Your AI Agent scrapes the content of your website and learn everything it says. By doing this, it can relay that information in suggested replies and/or live chats to help answer customer questions, based on the information you have on your website.

 

Configure your Website (scrape) dataset

Training your AI Agent on data from your website. 

You must fill in the following details:

Name: An internal name describing this dataset. This is usually your domain name or something else that's easily recognisable. It is for internal use only.

Website URLs: You can add one or more URLs that will be scraped. You can only select domain names that are already part of the Email Channels you've added to your Herodesk. This is for security reasons. For each URL, enter the address you want to scrape. It can be a whole domain name, a subdomain or a specific route/page.
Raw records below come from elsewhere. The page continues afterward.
PR #11, opened 2019-03-17
adds the to_public_key() method for RSAPrivateKey

phayes:
While generally passing around RSAPrivateKey as a `PublicKey` trait is optimal, there are some instances where you want to deal in concrete types and not be passing around the secret private data.  This PR adds a utility `extract_public()` method for RSAPrivateKey for those circumstances.

### DIFF
--- a/src/key.rs
+++ b/src/key.rs
@@ -286,7 +286,7 @@ impl RSAPrivateKey {
     ///
     /// Generally this is not needed since `RSAPrivateKey` implements the `PublicKey` trait,
     /// but it can occationally be useful to discard the private information entirely.
-    pub fn to_public(&self) -> RSAPublicKey {
+    pub fn to_public_key(&self) -> RSAPublicKey {
         // Safe to unwrap since n and e are already verified.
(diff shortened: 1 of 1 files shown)


src/key.rs
```diff
@@ -282,6 +282,15 @@ impl RSAPrivateKey {
         k
     }
 
+    /// Extract the public key from the private key, cloning `n` and `e`.
+    ///
+    /// Generally this is not needed since `RSAPrivateKey` implements the `PublicKey` trait,
+    /// but it can occationally be useful to discard the private information entirely.
+    pub fn extract_public(&self) -> RSAPublicKey {
```
dignifiedquire: I would prefer `to_public_key` to keep with rust naming conventions

dignifiedquire:
Thanks, also note that if you don't need the private key anymore, you can do the following already

```rust
let public_key: RSAPublicKey = my_private_key.into();
```

src/key.rs
phayes: Done!

phayes:
Now called `to_public_key`.   :)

Exclude URLs: If there are one/more URLs you wish to exclude from being scraped, they can be entered in the next field.

Recursive scraping: Finally, decide if you want to enable recursive scraping. If disabled, the AI agent will only scrape and index the exact URL addresses provided above. If enabled, the AI agent will start on each of the provided URL addresses above, scrape it and look for any links on that page that leads to a subpage, and repeat the scrape/index/lookup process from there.

 

Please note: It is not always desirable to simply "index everything". Sometimes "less is more", and you will get better results from picking the specific pages that contain relevant information to your customers. This could be your terms and conditions, return policy descriptions, product pages (in addition to your Google Product Feed), etc.

 

When you click "Create Dataset", your AI Agent will begin indexing and training on the URLs provided.

It can be trained at approx. 2 pages per second, so if you have many, it may take some time to be fully updated.